This definition of "sensor-wide" dynamic range is the part that makes no sense to me. Imagine for a moment that we are talking about film (chemical rather than electrical - but same idea). Cut a piece of tri-x in half and expose it to a step chart. All the pieces will record the same gradient from black to white. You won't magically get more dynamic range by increasing the size of the film. If that were the case 8x10 would have a tremendous dynamic range advantage as compared to 35mm. Sadly, it doesn't. The same is true of a silicon based sensor.
It appears that this definition is just part of a circular exercise where a smaller sensor has less dynamic range because the definition of dynamic range for sensors is based on their size, not in the range of values that they can capture (which in the case of selecting a dx sized area of an fx sensor is identical)
I don't understand this idea of 'circular exercise'. The definition of dynamic range at the sensor level that John and I gave, like the PDR definition by Bill Claff, is one that lends itself to comparison of images at a standardized output size. I think that this is the only way to meaningfully compare images of the same scene, and I think the definition is useful for that. Others prefer to think of secondary magnification.
It is not about 'better' or 'worse' definitions. Each definition has a specific, precisely delineated purpose.
If you use the per-pixel or per-unit-area DR, you will find that it does not correspond to what you can see in a standardized output size in terms of noise.
That is why sensor-level DR makes sense as a concept, and why Bill Claff uses PDR as a y-axis, as opposed to engineering dynamic range.

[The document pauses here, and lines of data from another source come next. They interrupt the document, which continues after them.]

PR #37, opened 2020-10-22
support multi span check in validator

wyTrivail:


validator/src/main/java/com/amazon/aoc/validators/TraceValidator.java
```diff
@@ -25,108 +25,135 @@
...
-
-        RetryHelper.retry(MAX_RETRY_COUNT, () -> {
-            List<Trace> retrieveTraceList = null;
-            retrieveTraceList = xrayService.listTraceByIds(traceIdList);
-            retrieveTraceListAtomicReference.set(retrieveTraceList);
-
-            if (retrieveTraceList == null || retrieveTraceList.isEmpty()) {
-                throw new BaseException(ExceptionCode.EMPTY_LIST);
-            }
+  }
```
bhautikpip, line 82: Can we add a line here saying validator for this path is done successfully? Currently we don't see any kind of success log it would be good for debugging on Github actions.

bhautikpip:
Suggested very minor change. Looks good:)

bhautikpip (approved):

validator/src/main/java/com/amazon/aoc/validators/TraceValidator.java
wyTrivail: good catch!! let me add it

PR #40, opened 2020-10-23
ecscontainermetrics: update otconfig, expected metrics, and Validator logic

hossain-rayhan:
This change updates-
1. OT Config for ECS Container Metrics Receiver
2. Expected metrics for ECS Container Metrics Receiver
3. Validation logic for empty dimensions

Note: Once the dimensions/label settings feature is available in the exporter, we will create another PR to update our otconfig and expected metrics file.

### DIFF
--- a/validator/src/main/resources/expected-data-template/ecsContainerExpectedMetric.mustache
+++ b/validator/src/main/resources/expected-data-template/ecsContainerExpectedMetric.mustache
@@ -1,22 +1,32 @@
 -
+  metricName: ecs.task.memory.reserved_{{testingId}}
+  namespace: {{metricNamespace}}
+  dimensions:
+-
   metricName: ecs.task.memory.utilized_{{testingId}}
   namespace: {{metricNamespace}}
   dimensions:
-    -
-      name: ecs.cluster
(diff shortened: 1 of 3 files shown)


wyTrivail:
thanks! could you fix the build?

validator/src/main/resources/expected-data-template/ecsContainerExpectedMetric.mustache
```diff
@@ -1,22 +1,32 @@
+-
+  metricName: ecs.task.memory.reserved_{{testingId}}
+  namespace: {{metricNamespace}}
+  dimensions:
```
wyTrivail, line 4: let's wait until you have the real dimensions, then we can merge

wyTrivail (changes requested):
looks good to me overall, let's wait until you have the real dimensions, then we can merge it, thanks!

validator/src/main/resources/expected-data-template/ecsContainerExpectedMetric.mustache
hossain-rayhan: We are planning release with empty dimensions. Will create a new PR once the label/dimensions settings feature is available.

PR #42, opened 2020-10-26
modified template to perform metric validation on sample apps standard

bhautikpip:
1. Modified metric template to work with sample apps standard
2. tested with spring boot app (trace + metric data generator)


validator/src/main/resources/expected-data-template/defaultExpectedMetric.mustache
```diff
@@ -7,46 +7,7 @@
       value: cloudwatch-otel
     -
       name: apiName
-      value: /span0
+      value: /outgoing-http-call
```
wyTrivail, line 10: is "OTelLib" there? looks like you removed it?

wyTrivail (approved):

PR #75, opened 2020-11-13
Fix the trace unstable validation issue

wyTrivail:


validator/src/main/resources/expected-data-template/spark/sparkAppExpectedAWSSDKTrace.mustache
```diff
@@ -16,35 +16,7 @@
     {
       "fault": false,
       "error": false,
-      "throttle": false,
-      "http": {
-        "request": {
```
bhautikpip, line 21: Why are we removing all of it?

validator/src/main/java/com/amazon/aoc/validators/TraceValidator.java
```diff
@@ -88,61 +88,56 @@ public void validate() throws Exception {
...
         () -> {
           List<Trace> retrieveTraceList = null;
           retrieveTraceList = xrayService.listTraceByIds(traceIdList);
-          retrieveTraceListAtomicReference.set(retrieveTraceList);
-
           if (retrieveTraceList == null || retrieveTraceList.isEmpty()) {
             throw new BaseException(ExceptionCode.EMPTY_LIST);
           }
+
+          // in case the json format is wrong, retry it.
```
bhautikpip, line 102: What do you mean by json format is wrong?

wyTrivail: check this: https://github.com/aws-observability/aws-otel-collector/runs/1397013128?check_suite_focus=true, the "e2etest-ecs (otlp_trace, EC2)" one, looks like xray returned a empty/invalid json of segment. but i can't reproduce it on my local even with the same trace id, so i suspect xray backend somehow returned a invalid json

validator/src/main/resources/expected-data-template/spark/sparkAppExpectedAWSSDKTrace.mustache
wyTrivail: the final one is 

```
[{
  "name": "aws-otel-integ-test",
  "fault": false,
  "error": false,
  "throttle": false,
  "http": {
    "request": {
      "url": "{{endpoint}}/aws-sdk-call",
      "method": "GET"
    },
    "response": {
      "status": 200
    }
  },
  "subsegments": [
    {
      "fault": false,
      "error": false,
      "throttle": false
    }
  ]
}]
```

the http block under subsegments are unpredictable, some times a put request is appeared

bhautikpip (approved):

PR #101, opened 2020-11-18
ecs-metrics: update expected template with new dimension names

hossain-rayhan:
Updated some metric dimension names in the expected metric template.


mxiamxia (approved):
Thanks.

PR #102, opened 2020-11-19
Abstract AOC as a service

kohrapha:
This PR abstracts the AOC container pod as a service to allow for future use cases that requires AOC to run as a service instead of a sidecar. We expose 2 ports (TCP/gRPC and UDP) which run in separate services, because k8s does not support a service with mixed protocols currently ([ref](https://github.com/kubernetes/kubernetes/pull/64471)).

### DIFF
--- a/terraform/eks/main.tf
+++ b/terraform/eks/main.tf
@@ -109,7 +109,7 @@ locals {
   eks_pod_config = yamldecode(data.template_file.eksconfig.rendered)["sample_app"]
 }
 
-# deploy aoc and sample app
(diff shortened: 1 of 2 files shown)


wyTrivail (approved):
Thanks, could you run the xrayreceiver testcase to test the udp port before i merge it?

kohrapha:
@wyTrivail I ran the xrayreceiver testcase and verified it succeeds with this workload

wyTrivail (approved):

PR #103, opened 2020-11-19
Add test case for New Relic exporter

umaannamalai:
**Description:**
Add integration testing for traces for the New Relic exporter

**Testing:**
Verified output/ changes after running the tests locally using the following commands:
```
cd aws-otel-test-framework/terraform/mock
terraform init
terraform apply -var="testcase=../testcases/newrelic_exporter_trace_mock" 
terraform destroy
```


wyTrivail (approved):
thanks

PR #104, opened 2020-11-19
Add test case for Dynatrace metric exporter

dyladan:
Description:

Add integration testing for metrics for the Dynatrace exporter﻿

Testing:

Ran tests locally using `terraform apply -var="testcase=../testcases/dynatrace_exporter_metric_mock"`

/cc @arminru


wyTrivail (approved):
thanks!

PR #246, opened 2023-09-18
Simplify array.from+map

Connormiha:
`Array.from` has optional second argument. Calling `map` is not required for this case.


webpro:
TIL! Thanks 🙏

PR #247, opened 2023-09-18
Optimize findManifestDependencies

Connormiha:
Spread creates a new array in each iteration, resulting in a complexity of O(n*n). Using `push` has a complexity of O(n) and does not create a new array.

### DIFF
--- a/src/manifest/index.ts
+++ b/src/manifest/index.ts
@@ -18,7 +18,7 @@ const findManifestDependencies = async ({ manifest, isProduction, isStrict, dir,
 
   const scripts = Object.entries(manifest.scripts ?? {}).reduce((scripts, [scriptName, script]) => {
     if (script && (scriptFilter.length === 0 || scriptFilter.includes(scriptName))) {
-      return scripts.push(script);
+      scripts.push(script);
     }
     return scripts;
   }, [] as string[]);
--- a/src/manifest/index.ts
+++ b/src/manifest/index.ts
@@ -18,7 +18,7 @@ const findManifestDependencies = async ({ manifest, isProduction, isStrict, dir,
 
   const scripts = Object.entries(manifest.scripts ?? {}).reduce((scripts, [scriptName, script]) => {
     if (script && (scriptFilter.length === 0 || scriptFilter.includes(scriptName))) {
-      return [...scripts, script];
+      return scripts.push(script);
     }
     return scripts;
   }, [] as string[]);


src/manifest/index.ts
```diff
@@ -18,7 +18,7 @@ const findManifestDependencies = async ({ manifest, isProduction, isStrict, dir,
 
   const scripts = Object.entries(manifest.scripts ?? {}).reduce((scripts, [scriptName, script]) => {
     if (script && (scriptFilter.length === 0 || scriptFilter.includes(scriptName))) {
-      return [...scripts, script];
+      scripts.push(script);
     }
     return scripts;
   }, [] as string[]);
```
homburg, line 24: FWIW, this is more or less what `flatMap`'s made for

```js
  const scripts = Object.entries(manifest.scripts ?? {}).flatMap(([scriptName, script]) => {
    if (script && (scriptFilter.length === 0 || scriptFilter.includes(scriptName))) {
      return [script];
    }

    return [];
  });
```

Connormiha: I think this code should be slower, because we still create new array.

src/manifest/index.ts
```diff
@@ -18,7 +18,7 @@ const findManifestDependencies = async ({ manifest, isProduction, isStrict, dir,
 
   const scripts = Object.entries(manifest.scripts ?? {}).reduce((scripts, [scriptName, script]) => {
     if (script && (scriptFilter.length === 0 || scriptFilter.includes(scriptName))) {
```
me4502, line 20: If you wanted to micro-optimise this for allocations a bit further, you could move `scriptFilter` out of the function and make it a set so that it has faster `.has()` checks, and also is only allocated once. Then rather than conditionally setting it to either `['start', 'posinstall']` or `[]`, move the `isProduction` check down here. So `scriptFilter` becomes `const scriptFilter = new Set(['start', 'postinstall']);` outside of the function, and this check becomes `if (script && (!isProduction || scriptFilter.has(scriptName))) {`

webpro:
Premature optimizations if you'd ask me (most time is spent during with disk IO and creating (and traversing) ASTs), it's still fun to implement and learn from each other here, so feel free to continue. I'm glad Knip receives also this kind of attention for detail! ❤️

I would prefer @me4502's suggestion, but tbh happy to merge any of the ideas here.

src/manifest/index.ts
Connormiha: I suggest making additions a bit later. I try not to make too many changes in the PR to reduce the likelihood of a bug. Moving the "isProduction" check is already a significant change, as it is already checked in another component. @webpro

webpro: That's fine, but don't worry too much! We have test, e.g. the `isProduction` flag with the `start` has coverage.

webpro:
Alright, merging this, thanks @Connormiha et al!

webpro:

PR #252, opened 2023-09-20
feat: add --preprocessor-options flag

me4502:
Adds a `--preprocessor-options` flag, to allow preprocessors to access separate options from reporters. I've opted to pass it in as a separate preprocessorOptions parameter, so that preprocessors still have access to the eventual reporter options.

I can change it to use the options field instead if preferred.

### DIFF
--- a/fixtures/cli-preprocessor/node_modules/with-args/index.ts
+++ b/fixtures/cli-preprocessor/node_modules/with-args/index.ts
@@ -1,0 +1,4 @@
+export default function (options) {
+  console.log(`hi from with-args preprocessor, you gave me: ${JSON.parse(options.preprocessorOptions).food}`);
+  return options;
+}
--- a/src/types/issues.ts
+++ b/src/types/issues.ts
@@ -58,6 +58,7 @@ export type ReporterOptions = {
   isProduction: boolean;
   isShowProgress: boolean;
   options: string;
+  preprocessorOptions: string;
 };
 
 export type Reporter = (options: ReporterOptions) => void;
--- a/tests/cli-preprocessor.test.ts
+++ b/tests/cli-preprocessor.test.ts
@@ -6,13 +6,8 @@ import { resolve } from '../src/util/path.js';
 const cwd = resolve('fixtures/cli-preprocessor');
 
 const exec = (command: string) => {
-  try {
-    const output = execSync(command.replace(/^knip/, 'node ../../dist/cli.js'), { cwd });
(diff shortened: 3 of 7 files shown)


fixtures/cli-preprocessor/node_modules/with-args/index.ts
```diff
@@ -0,0 +1,4 @@
+export default function (options) {
```
me4502, line 1: I put this into a package, because it turns out just adding a `with-args.ts` file was causing a non-zero exit code that took forever to debug, due to Knip finding an unused file :^)

src/types/issues.ts
```diff
@@ -58,6 +58,7 @@ export type ReporterOptions = {
   isProduction: boolean;
   isShowProgress: boolean;
   options: string;
+  preprocessorOptions: string;
```
webpro, line 61: The name is fine, I think I'll deprecate `options` and then fix that up in v3.

tests/cli-preprocessor.test.ts
```diff
@@ -25,3 +25,10 @@ test('knip --preprocessor knip-preprocessor', () => {
 test('knip --preprocessor @org/preprocessor', () => {
   assert.equal(exec('knip --preprocessor @org/preprocessor'), 'hi from scoped preprocessor');
 });
+
+test(`knip --preprocessor with-args --preprocessor-options {"food":"cupcake"}`, () => {
+  assert.equal(
+    exec(`knip --preprocessor with-args --preprocessor-options {\\"food\\":\\"cupcake\\"}`),
```
webpro, line 31: Perhaps more clear to use single quotes over escaping the double quotes? I don't mind it in general for tests, but some people use them as an example.

webpro (approved):
Great, just a minor nitpick, but happy to merge

fixtures/cli-preprocessor/node_modules/with-args/index.ts
webpro: Oh sorry about that, noted :)

tests/cli-preprocessor.test.ts
me4502: Not sure if this is due to a Windows shell oddity, but this was the only way I was able to get the tests actually working

webpro: Alright no problem

webpro:
Thanks, Maddy!

webpro:

PR #257, opened 2023-09-22
Mark .ts files as entrypoints inside Next.js app dir

Dremora:
I have a `page.ts` file that simply performs a redirect without involving JSX. It's also possible that a page simply re-exports a component defined elsewhere.

### DIFF
--- a/src/plugins/next/index.ts
+++ b/src/plugins/next/index.ts
@@ -18,8 +18,8 @@ const productionEntryFilePatternsWithoutSrc = [
   'app/**/{error,layout,loading,not-found,page,template}.{js,jsx,ts,tsx}',
   'instrumentation.{js,ts}',
   'app/{manifest,sitemap,robots}.{js,ts}',
-  'app/**/{icon,apple-icon}-image.{js,jsx,ts,tsx}',
-  'app/**/{opengraph,twitter}-image.{js,jsx,ts,tsx}',
+  'app/**/{icon,apple-icon}-image.{js,ts,tsx}',
+  'app/**/{opengraph,twitter}-image.{js,ts,tsx}',
   'pages/**/*.{js,jsx,ts,tsx}',
 ];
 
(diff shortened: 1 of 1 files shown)


src/plugins/next/index.ts
```diff
@@ -15,11 +15,11 @@ export const ENTRY_FILE_PATTERNS = ['next.config.{js,ts,cjs,mjs}'];
...
   'middleware.{js,ts}',
   'app/**/route.{js,ts}',
-  'app/**/{error,layout,loading,not-found,page,template}.{js,jsx,tsx}',
+  'app/**/{error,layout,loading,not-found,page,template}.{js,jsx,ts,tsx}',
   'instrumentation.{js,ts}',
   'app/{manifest,sitemap,robots}.{js,ts}',
-  'app/**/{icon,apple-icon}-image.{js,ts,tsx}',
-  'app/**/{opengraph,twitter}-image.{js,ts,tsx}',
+  'app/**/{icon,apple-icon}-image.{js,ts,ts,tsx}',
+  'app/**/{opengraph,twitter}-image.{js,ts,ts,tsx}',
```
webpro, line 22: This `ts` extensions is a duplicate? I read `js,ts,ts,tsx` (twice)

webpro (commented):
Thanks, Kirill. Left one note, but happy to merge then :)

src/plugins/next/index.ts
jgoux: If you're using `minimatch`, this pattern usually gives you all the possible extensions for a js/ts project: `?([cm])[jt]s?(x)`.

webpro: And then some... ;) I like the explicitness and correctness here. This should only represent the extensions that Next.js (not TS) supports.

Dremora: Good catch, I think we should add jsx here.

webpro: No need for jsx, see e.g. https://nextjs.org/docs/app/api-reference/file-conventions/metadata/opengraph-image#generate-images-using-code-js-ts-tsx

webpro:
Thanks @Dremora! And sorry for the nitpicking.

webpro:

PR #262, opened 2023-09-23
Playwright for components plugin

jgoux:
Playwright now supports component testing which uses a different config + dependencies: https://playwright.dev/docs/test-components

### DIFF
--- a/README.md
+++ b/README.md
@@ -267,6 +267,7 @@ Knip contains a growing list of plugins:
 - [Nx][plugin-nx]
 - [nyc][plugin-nyc]
 - [Playwright][plugin-playwright]
+- [Playwright for components][plugin-playwright-ct]
 - [PostCSS][plugin-postcss]
 - [Prettier][plugin-prettier]
 - [Release It][plugin-release-it]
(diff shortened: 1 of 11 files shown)


webpro:
Thanks @jgoux, looks like a good addition. Any chance you could add some fixtures and test coverage for this?

jgoux:
Added fixtures and generated the docs. 👍

webpro:
Looked into their docs a bit, what do you think about splitting this up in a separate plugin (e.g. `playwright-ct`)?

I say this, because when I run `npm init playwright@latest -- --ct` I only get `@playwright/experimental-ct-react` so the `ENABLESRS` are also separate dependencies? Didn't actually use CT before, so I'm not sure :)

jgoux:
> Looked into their docs a bit, what do you think about splitting this up in a separate plugin (e.g. `playwright-ct`)?
> 
> I say this, because when I run `npm init playwright@latest -- --ct` I only get `@playwright/experimental-ct-react` so the `ENABLERS` are also separate dependencies? Didn't actually use CT before, so I'm not sure :)

It's pretty new to me as well, I tested removing `@playwright/test` and indeed it works with only `@playwright/experimental-ct-*`. I'll make the changes to split it into a new plugin. 👍

jgoux:
The feature is now isolated into its own `playwright-ct` plugin, and the CI is ✅, I guess it's ready for review @webpro. 😄

webpro:
Awesome! Thanks for this, great addition

webpro:
:rocket: _This pull request is included in v2.27.0. See [Release 2.27.0](https://github.com/webpro/knip/releases/tag/2.27.0) for release notes._

PR #265, opened 2023-09-25
add support for workspace file in vitest plugin

jgoux:
Docs: https://vitest.dev/guide/workspace.html


src/plugins/vitest/index.ts
```diff
@@ -14,13 +14,13 @@ export const ENABLERS = ['vitest'];
...
 
-export const CONFIG_FILE_PATTERNS = ['vitest.config.ts'];
+export const CONFIG_FILE_PATTERNS = ['vitest.config.ts', 'vitest.{workspace,projects}.{ts,js,json}'];
 
 // `TEST_FILE_PATTERNS` in src/constants.ts are already included by default
 export const ENTRY_FILE_PATTERNS = [];
 
 export const findVitestDeps = (config: VitestConfig) => {
-  if (!config || !config.test) return [];
+  if (!config || Array.isArray(config) || !config.test) return [];
```
webpro, line 23: If this means to ignore what's exported from the new files than it would be better to bail out as soon as we know `configFilePath`, perhaps even without loading the file at all?

src/plugins/next/README.md
```diff
@@ -19,15 +19,15 @@ or `devDependencies`:
       "app/**/{error,layout,loading,not-found,page,template}.{js,jsx,ts,tsx}",
       "instrumentation.{js,ts}",
       "app/{manifest,sitemap,robots}.{js,ts}",
-      "app/**/{icon,apple-icon}-image.{js,ts,tsx}",
+      "app/**/{icon,apple-icon}.{js,ts,tsx}",
```
jgoux, line 22: This change is due to me regenerating the docs.

src/plugins/vitest/index.ts
```diff
@@ -30,8 +30,20 @@ export const findVitestDeps = (config: VitestConfig) => {
...
 
+const findVitestWorkspaceDeps = (config: VitestWorkspaceConfig) => {
+  let deps: string[] = [];
+  for (const cfg of config) {
+    if (typeof cfg === 'string') continue;
+    deps = [...deps, ...findVitestDeps(cfg)];
+  }
+  return compact(deps);
+};
+
```
jgoux, line 41: I realized that you can define vitest configs within the workspace's array. 😄

src/plugins/vitest/index.ts
jgoux: In the end I changed my implementation to stick to what's possible with the workspace config.

src/plugins/next/README.md
webpro: Yeah I just merged something else, forgot to add that. Thanks!

webpro (approved):

webpro:
Great, the plugins are having a good week here

PR #266, opened 2023-09-25
drizzle plugin

jgoux:
Docs: https://orm.drizzle.team/kit-docs/overview

I also added `playwright-ct` to the `schema.json` file.

### DIFF
--- a/fixtures/plugins/drizzle/drizzle.config.ts
+++ b/fixtures/plugins/drizzle/drizzle.config.ts
@@ -1,0 +1,5 @@
+import type { Config } from "drizzle-kit";
+
+export default {
+  schema: "./src/schema.ts",
+} satisfies Config;
--- a/fixtures/plugins/drizzle/drizzle.config.ts
+++ b/fixtures/plugins/drizzle/drizzle.config.ts
@@ -1,5 +1,5 @@
 import type { Config } from "drizzle-kit";
 
 export default {
-  schema: "./src/schema.ts",
+  schema: ["./src/schema.ts", "./src/schema/*.ts"],
 } satisfies Config;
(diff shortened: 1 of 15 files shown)


fixtures/plugins/drizzle/drizzle.config.ts
```diff
@@ -0,0 +1,5 @@
+import type { Config } from "drizzle-kit";
+
+export default {
+  schema: "./src/schema.ts",
```
jgoux, line 4: I think ideally we should mark this file as entrypoint as well, but not sure how to do that.

webpro: Inside `findDependencies` you can `load` the `configFilePath` (first argument) and then return the value `config.schema` in the array of dependencies.

jgoux: Thanks, on it. Which lib should I use to expand/process globs?

webpro: That should be mostly handled, the plugin can literally return e.g. `['.src/schema.ts']` and Knip will figure it out (e.g. abs/rel paths are entries, the rest is package names).

The first argument for `findDependencies` is `configFilePath` and that should be an absolute path already.

webpro: Here's a similar example: https://github.com/webpro/knip/blob/main/src/plugins/commitizen/index.ts#L25-L26

jgoux: `drizzle` accepts globs as well, I tried returning them but it didn't work, so I now process the paths with globby before returning the array, it did the trick. 👍

jgoux:
It should be good for a review. ✅

webpro:
Thanks, Julien! 🙏

webpro:
:rocket: _This pull request is included in v2.28.0. See [Release 2.28.0](https://github.com/webpro/knip/releases/tag/2.28.0) for release notes._

PR #273, opened 2023-09-29
feat: allow gatsby plugin to see local plugins as entrypoints

me4502:
Gatsby allows "local plugins" in the plugins folder that don't exist as full proper workspaces, but instead are run by Gatsby itself. This PR modifies the Gatsby plugin to include the "local plugins" folders by default, so these are included.

Plugins don't have a gatsby-config like the main site does, so I made the config entry only take the gatsby-node file.


webpro:
Thanks! TIL :)

PR #277, opened 2023-10-03
fix: readme dev dep flag

giulianok:
The correct key for `Unused devDependencies` is `devDependencies` (not `dependencies`)


webpro:
Thanks, but duplicate of #214. Sorry, still need to clarify that.

PR #285, opened 2023-10-07
feat: expose used in module 

utvara:
ts-prune supported detection for functions that are exported but used in module. This is especially useful when trying to detect functions/classes that are only exported for testing purposes

Example:
```bash
knip --production

....
Unused exports in namespaces (13)
getCommunicationRecipients                 src/api/email/db.ts                                             (used in module)
selectOneEmployeeByEmail                   src/api/employees/db.ts                                                         
bitePurposes                               src/api/journeys/bites/biteService.ts                           (used in module)
getBiteDetailsMetaInfo                     src/api/journeys/bites/biteService.ts                           (used in module)
....
```

Here selectOneEmployeeByEmail is not used at all (only used in tests) while getCommunicationRecipients is used within the module and tests.


webpro:
Thanks @utvara! I really appreciate you tried to make sense of the code and went in to improve it.

The idea I had was to use `--production --ignore-internal` to filter out things that are marked with the `/** @internal */` JSDoc tag and exported only for tests (https://github.com/webpro/knip#ignore-internal-exports). This way, there should be no false positives in `--production` mode.

What do you think?

webpro:
Also see https://github.com/webpro/knip#ignore-exports-used-in-file to ignore exports that are used in the same (non-entry) file.

utvara:
> The idea I had was to use `--production --ignore-internal` to filter out things that are marked with the `/** @internal */` JSDoc tag and exported only for tests (https://github.com/webpro/knip#ignore-internal-exports). This way, there should be no false positives in `--production` mode.
> 
> What do you think?

Yeah, ignore-internal-exports is what I was looking for, thanks for the clarification. Sorry for wasting your time.

webpro:
No worries! It's honestly another good indication Knip needs better docs. Again, thanks a lot for your interest in Knip and diving in.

The definition is what it is. The non-trivial part is that if you accept the definition, you can do the little calculation that John and I did in order to estimate sensor-level DR. You get certain predictions. Then you can test those by looking at actual images and running statistical analyses on them. This part is definitely non-circular.
Using a different definition, you might end up with the same predictions, but using a slightly different calculation.
I said before that Bill Claff's graphs don't make sense if you don't understand the definitions. Perhaps too many people draw conclusions from the graph without understanding the definitions, but this is their own fault, not Bill Claff's, because he gives all required information.
The definition ensures that an iPhone 7 ends up lower on the scale than a D800, even though the individual photosites of the iPhone are likely as efficient as the ones in the D800, or even more efficient. And we probably agree that a given output from an iPhone does not look the same or better than from a D800.
It's all about how to present the data.
If the axis were engineering DR, all sensors from the same generation would be very close. One would have to separately calculate the effect on a standardized output by invoking secondary magnification, instead of being able to read off the difference in stops directly from the graph. Both lead to the same conclusions.
About your film example: If you print your gradients from the smaller piece of film, the grain of the film will be more strongly magnified, giving you less certainties about the dark tones of the gradient and blackness than if you print from a bigger piece of film. Again, looking at a standardized output size. This has been described by Bjørn as 'different secondary magnification', but both concepts are 'equivalent' in terms of predictive power, if you allow me to use a pun.
The analogy with film is not strict because a piece of film, differently from a digital sensor, does not have a full-well capacity, so dynamic range is not a precise number as for a sensor. I do not know the technical definition of dynamic range of film, but I guess that the upper limit involves some kind of cutoff where the density does not change meaningfully by exposing more.